- **Action item**: Read the records below. Copy each line where the string "indexOf" occurs.

[[ Supplied material open ]]

PR #20781, opened 2024-10-22
Initial implementation of renderComponent

wycats:
There's more in this commit than there should be, largely because this
commit bundles a change to the plugins that fixes lexical scope bugs.

I intend to separate those changes out into their own PR before
attempting to merge this one. This PR also needs a flag for the new API.

Finally this commit adds some new testing infrastructure to generalize
the base render tests so it can be used with templates that are not
registered into a container. This is useful more generally, and could
be used in other places in the test suite in the future.

### DIFF
--- a/packages/@ember/-internals/glimmer/lib/renderer.ts
+++ b/packages/@ember/-internals/glimmer/lib/renderer.ts
@@ -6,23 +6,24 @@ import { guidFor } from '@ember/-internals/utils';
 import { getViewElement, getViewId } from '@ember/-internals/views';
 import { assert } from '@ember/debug';
 import { _backburner, _getCurrentRunLoop } from '@ember/runloop';
-import { destroy } from '@glimmer/destroyable';
+import { associateDestroyableChild, destroy, isDestroyed } from '@glimmer/destroyable';
 import { DEBUG } from '@glimmer/env';
 import type {
   Bounds,
   CompileTimeCompilationContext,
+  CompileTimeResolver,
   Cursor,
   DebugRenderTree,
-  DynamicScope as GlimmerDynamicScope,
   ElementBuilder,
   Environment,
+  DynamicScope as GlimmerDynamicScope,
   RenderResult,
   RuntimeContext,
+  RuntimeResolver,
   Template,
   TemplateFactory,
 } from '@glimmer/interfaces';
 
-import { CurriedType } from '@glimmer/vm';
 import type { Nullable } from '@ember/-internals/utility-types';
 import { programCompilationContext } from '@glimmer/opcode-compiler';
 import { artifacts, RuntimeOpImpl } from '@glimmer/program';
@@ -35,22 +36,27 @@ import {
   DOMChanges,
   DOMTreeConstruction,
   inTransaction,
+  renderComponent as glimmerRenderComponent,
   renderMain,
   runtimeContext,
 } from '@glimmer/runtime';
 import { unwrapTemplate } from '@glimmer/util';
 import { CURRENT_TAG, validateTag, valueForTag } from '@glimmer/validator';
+import { CurriedType } from '@glimmer/vm';
 import type { SimpleDocument, SimpleElement, SimpleNode } from '@simple-dom/interface';
 import RSVP from 'rsvp';
-import type Component from './component';
+import { hasDOM } from '../../browser-environment';
+import type ClassicComponent from './component';
 import { BOUNDS } from './component-managers/curly';
 import { createRootOutlet } from './component-managers/outlet';
 import { RootComponentDefinition } from './component-managers/root';
 import { NodeDOMTreeConstruction } from './dom';
 import { EmberEnvironmentDelegate } from './environment';
+import { StrictResolver } from './renderer/strict-resolver';
 import ResolverImpl from './resolver';
 import type { OutletState } from './utils/outlet';
 import OutletView from './views/outlet';
+import { registerDestructor } from '@ember/destroyable';
 
 export type IBuilder = (env: Environment, cursor: Cursor) => ElementBuilder;
 
@@ -120,17 +126,71 @@ function errorLoopTransaction(fn: () => void) {
   }
 }
 
-class RootState {
+type RootState = ClassicRootState | ComponentRootState;
+
+class ComponentRootState {
+  readonly type = 'component';
+
+  #result: RenderResult | undefined;
+  #render: () => void;
+
+  constructor(
+    state: RendererState,
+    definition: object,
+    options: { into: Cursor; args?: Record<string, unknown> }
+  ) {
+    this.#render = errorLoopTransaction(() => {
+      let iterator = glimmerRenderComponent(
+        state.runtime,
+        state.builder(state.env, options.into),
+        state.compilation,
+        state.owner,
+        definition,
+        options?.args
+      );
+
+      let result = (this.#result = iterator.sync());
+
+      associateDestroyableChild(this, this.#result);
+
+      // override .render function after initial render
+      this.#render = errorLoopTransaction(() => result.rerender({ alwaysRevalidate: false }));
+    });
+  }
+
+  isFor(_component: ClassicComponent): boolean {
+    return false;
+  }
+
+  render(): void {
+    this.#render();
+  }
+
+  destroy(): void {
+    destroy(this);
+  }
+
+  get destroyed(): boolean {
+    return isDestroyed(this);
+  }
+
+  get result(): RenderResult | undefined {
+    return this.#result;
+  }
+}
+
+class ClassicRootState {
+  readonly type = 'classic';
   public id: string;
   public result: RenderResult | undefined;
   public destroyed: boolean;
   public render: () => void;
 
   constructor(
-    public root: Component | OutletView,
+    public root: ClassicComponent | OutletView,
     public runtime: RuntimeContext,
     context: CompileTimeCompilationContext,
-    owner: InternalOwner,
+    owner: object,
     template: Template,
     self: Reference<unknown>,
     parentElement: SimpleElement,
@@ -200,18 +260,18 @@ class RootState {
   }
 }
 
-const renderers: Renderer[] = [];
+const renderers: BaseRenderer[] = [];
 
 export function _resetRenderers() {
   renderers.length = 0;
 }
 
-function register(renderer: Renderer): void {
+function register(renderer: BaseRenderer): void {
   assert('Cannot register the same renderer twice', renderers.indexOf(renderer) === -1);
   renderers.push(renderer);
 }
 
-function deregister(renderer: Renderer): void {
+function deregister(renderer: BaseRenderer): void {
   let index = renderers.indexOf(renderer);
   assert('Cannot deregister unknown unregistered renderer', index !== -1);
   renderers.splice(index, 1);
@@ -219,7 +279,7 @@ function deregister(renderer: Renderer): void {
 
 function loopBegin(): void {
   for (let renderer of renderers) {
-    renderer._scheduleRevalidate();
+    renderer.rerender();
   }
 }
 
@@ -259,7 +319,7 @@ function resolveRenderPromise() {
 let loops = 0;
 function loopEnd() {
   for (let renderer of renderers) {
-    if (!renderer._isValid()) {
+    if (!renderer.isValid()) {
       if (loops > ENV._RERENDER_LOOP_LIMIT) {
         loops = 0;
         // TODO: do something better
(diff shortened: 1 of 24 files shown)


packages/@ember/-internals/glimmer/lib/renderer.ts
```diff
@@ -281,69 +341,265 @@ interface ViewRegistry {
...
+    isInteractive: boolean;
+    hasDOM: boolean;
+    document: SimpleDocument;
+  };
+}
 
-  private _owner: InternalOwner;
-  private _context: CompileTimeCompilationContext;
-  private _runtime: RuntimeContext;
+export class RendererState {
```
NullVoxPopuli, line 359: how different is all this from how Ember renders an app? 🤔

NullVoxPopuli: ah I see: https://github.com/emberjs/ember.js/pull/20781/files#diff-cdf95f0c6c10226a54fbac271478aaa1defd908f0f998fec0f484e52d2544184R603 and https://github.com/emberjs/ember.js/pull/20781/files#diff-cdf95f0c6c10226a54fbac271478aaa1defd908f0f998fec0f484e52d2544184L492 <- original code here, and a lot is added

packages/@ember/-internals/glimmer/lib/renderer.ts
```diff
@@ -378,108 +724,112 @@ export class Renderer {
...
+      return getViewElement(component);
     } else {
       throw new Error(
         'Accessing `this.element` is not allowed in non-interactive environments (such as FastBoot).'
       );
     }
   }
 
-  getBounds(view: View): {
+  getBounds(component: View): {
```
NullVoxPopuli, line 827: what's a "view"? 😅 🙈

packages/@ember/-internals/glimmer/lib/renderer/strict-resolver.ts
```diff
@@ -0,0 +1,40 @@
...
+  RuntimeResolver as VMRuntimeResolver,
+} from '@glimmer/interfaces';
+import { BUILTIN_HELPERS, BUILTIN_KEYWORD_HELPERS } from '../resolver';
+
+///////////
+
+/**
+ * Resolution for non built ins is now handled by the vm as we are using strict mode
+ */
+export class StrictResolver implements VMRuntimeResolver, VMCompileTimeResolver {
```
NullVoxPopuli, line 15: why do we need a resolver at all? can we not have one? 😅 

like, why do we still need lookupHelper?

packages/@ember/-internals/glimmer/lib/resolver.ts
```diff
@@ -120,7 +120,7 @@ function lookupComponentPair(
   }
 }
 
-const BUILTIN_KEYWORD_HELPERS: Record<string, object> = {
+export const BUILTIN_KEYWORD_HELPERS: Record<string, object> = {
```
NullVoxPopuli, line 123: are these _all_ things ember adds that glimmer doesn't have?

some of these `-`-prexifed ones are weird.
what's resolve? in-el-null? 🙈 are they used?

packages/@ember/-internals/glimmer/tests/integration/components/render-component-test.ts
```diff
@@ -0,0 +1,284 @@
...
+  renderComponent(
+    component: object,
+    options: { expect: string } | { classic: ClassicComponentShape }
+  ) {
+    let { owner } = this;
+
+    run(() => {
+      this.component = renderComponent(component, {
+        owner,
+        env: { document: document, isInteractive: true, hasDOM: true },
```
NullVoxPopuli, line 48: what happens when isInteractive is false?

packages/@ember/-internals/glimmer/tests/integration/components/render-component-test.ts
```diff
@@ -0,0 +1,284 @@
...
+    '@test Can use a custom modifier in scope'() {
+      let foo = defineSimpleModifier((element) => (element.innerHTML = 'Hello, world!'));
+      let Root = defComponent('<div {{foo}}></div>', { scope: { foo } });
+
+      this.renderComponent(Root, { expect: '<div>Hello, world!</div>' });
+    }
+
+    '@test Can shadow keywords'() {
+      let ifComponent = defineComponent({}, 'Hello, world!');
+      let Bar = defComponent('{{#if}}{{/if}}', { scope: { if: ifComponent } });
```
NullVoxPopuli, line 92: I understand that this is how strict mode is supposed to work, but I hope no one does this in a real project.

Could allow us to make some good memes tho, like how Cish folks redefine true to be false or whatever

packages/@ember/-internals/glimmer/tests/integration/components/render-component-test.ts
```diff
@@ -0,0 +1,284 @@
...
+    '@test Can use array'() {
+      let Root = defComponent('{{#each (array "Hello, world!") as |value|}}{{value}}{{/each}}', {
+        scope: { array },
+      });
+
+      this.renderComponent(Root, { expect: 'Hello, world!' });
+    }
+
+    '@test Can use concat'() {
+      let Root = defComponent('{{(concat "Hello" ", " "world!")}}', { scope: { concat } });
```
NullVoxPopuli, line 214: wrapping `()` shouldn't be needed

packages/@ember/-internals/glimmer/tests/integration/components/render-component-test.ts
```diff
@@ -0,0 +1,284 @@
...
+
+      this.renderComponent(Root, { expect: 'Hello, world!' });
+    }
+
+    '@test Can use get'() {
+      let Root = defComponent(
+        '{{#let (hash value="Hello, world!") as |hash|}}{{(get hash "value")}}{{/let}}',
```
NullVoxPopuli, line 221: same here with get, `{{get hash "value"}}` should be equiv

NullVoxPopuli: unless I am missing what is being tested here 🙃

NullVoxPopuli: (or if this just isn't an important distinction)

packages/@ember/-internals/glimmer/tests/integration/components/render-component-test.ts
```diff
@@ -0,0 +1,284 @@
...
+
+      this.renderComponent(Root, { expect: '<button>Click</button>' });
+
+      clickElement('button');
+
+      assert.verifySteps(['handleClick']);
+    }
+
+    // Ember currently uses AST plugins to implement certain features that
+    // glimmer-vm does not natively provide, such as {{#each-in}}, {{outlet}}
```
NullVoxPopuli, line 246: I don't know if I've gotten an answer on this -- but shouldn't the VM have each-in? how important is it where built ins live?
if we put more builtins in ember (say: on, hash, fn, array, element), are we saying that Glimmer shouldn't be used without ember?

NullVoxPopuli (approved):

packages/@ember/-internals/glimmer/lib/renderer.ts
```diff
@@ -281,69 +341,265 @@ interface ViewRegistry {
...
+  } else {
+    return { element: into as SimpleElement, nextSibling: null };
+  }
+}
+
+/**
+ * This function returns `undefined` if there was an error rendering the
+ * component.
+ *
+ * @fixme restructure this to return a result containing the error rather than
```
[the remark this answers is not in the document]
wycats: I intended it as a pre-merge note to decide whether it should be fixed or accepted as tolerable. It should still be addressed one way or another before merging.

packages/@ember/-internals/glimmer/lib/renderer.ts
```diff
@@ -281,69 +341,265 @@ interface ViewRegistry {
...
+ * undefined.
+ */
+export function renderComponent(
```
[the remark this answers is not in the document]
wycats: I think that's sensible. Maybe it should just be an option like it is in Glimmer: do you want the client-side element builder or the rehydrating one. That's the only difference in behavior between hydrating and normal rendering.

packages/@ember/-internals/glimmer/lib/renderer.ts
wycats: TL;DR almost every use of the word "view" means "classic component". I considered renaming all `view` to `classicComponent` but it was expanding the scope of this PR a lot. That said, it's actually really clarifying when you see an internal API that literally only takes classic components. It means it must not be all that fundamental to the rendering process since empirically we actually do render a lot of Glimmer components.

That said, it also illustrates a way in which route templates are special: they rely on mounting via APIs on the renderer, and (before this PR) there was literally no way to mount a root component or an outlet component in Ember that was implemented as a Glimmer component.

packages/@ember/-internals/glimmer/lib/renderer/strict-resolver.ts
wycats: Originally, I thought: I want Glimmer to support the "no resolver" case, and then we wouldn't need one. We'd still want it for now to avoid blocking this PR on that Glimmer change.

As I was implementing this feature, though, I realized that keywords like `array` and `hash` and builtins used by AST transformations are *not implemented* as *either* Glimmer keywords *or* AST transformations. Instead, many of them are implemented as custom helpers looked up through the resolver. This is *definitely wrong*, but it's another thing I don't want to try to fix at the same time as the rest of this PR.

packages/@ember/-internals/glimmer/lib/resolver.ts
wycats: Many of these are produced by AST transformations. I sort of understand how that came about, but it's not even the best way to accomplish the goal. And now that AST transformations have the ability to create imports in their containing files, we should absolutely update this code to do that rather than rely on these rube goldberg shenanigans.

packages/@ember/-internals/glimmer/tests/integration/components/render-component-test.ts
wycats: When `isInteractive` is false, modifiers don't run. When `hasDOM` is _true_, we default to getting `document` (and I think other browser-only globals) from `globalThis`. When it's _false_, you're required to explicitly provide them.

I think `isInteractive` makes sense (and exists in Glimmer), but `hasDOM` feels like a hack that escaped the lab and should be replaced with being explicit in the internals and using the default browser behavior at the edge.

packages/@ember/-internals/glimmer/tests/integration/components/render-component-test.ts
wycats: It's also impossible to represent using `<template>`, since `<template>` populates the scope with names in the JavaScript lexical scope, and `if` is a keyword. I don't think we ever specified this, but I assume that the content tag syntax is only expected to work in modules, or you'd be able to define a `yield` variable and shadow the `{{yield}}` keyword :yikes:.

packages/@ember/-internals/glimmer/tests/integration/components/render-component-test.ts
wycats: This test is explicitly testing the `get` keyword, so I had to come up with an example that uses `get`. ;)

packages/@ember/-internals/glimmer/tests/integration/components/render-component-test.ts
wycats: I think the VM should indeed have `each-in`. I also think that implementing these things as AST plugins is causing a lot more trouble than we seem to have realized. For now, I decided to document and clean up the behavior, but I agree strongly with the implication of your various comments that we should move a lot of the nuts-and-bolts implementations of low-level things into the VM.

packages/@ember/-internals/glimmer/lib/renderer.ts
wycats: For the record, I think that a lot of this could be factored to share more code. But when I tried to do more than I did here, I kept running into subtle assumptions I was missing in the original code, so I decided to share the obvious stuff and allow more sharing to happen incrementally once people have time to take a careful inventory of the expected behavior of the original code.

NullVoxPopuli:
RFC: https://github.com/emberjs/rfcs/pull/1099

hoping to get this landed soon :tm:

NullVoxPopuli:
Implementation finished here: https://github.com/emberjs/ember.js/pull/20962

This can be closed. Thanks for your initial pass on this, @wycats !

[[ Supplied material closed ]]

- **Exercise output**:
   assert('Cannot register the same renderer twice', renderers.indexOf(renderer) === -1);
   let index = renderers.indexOf(renderer);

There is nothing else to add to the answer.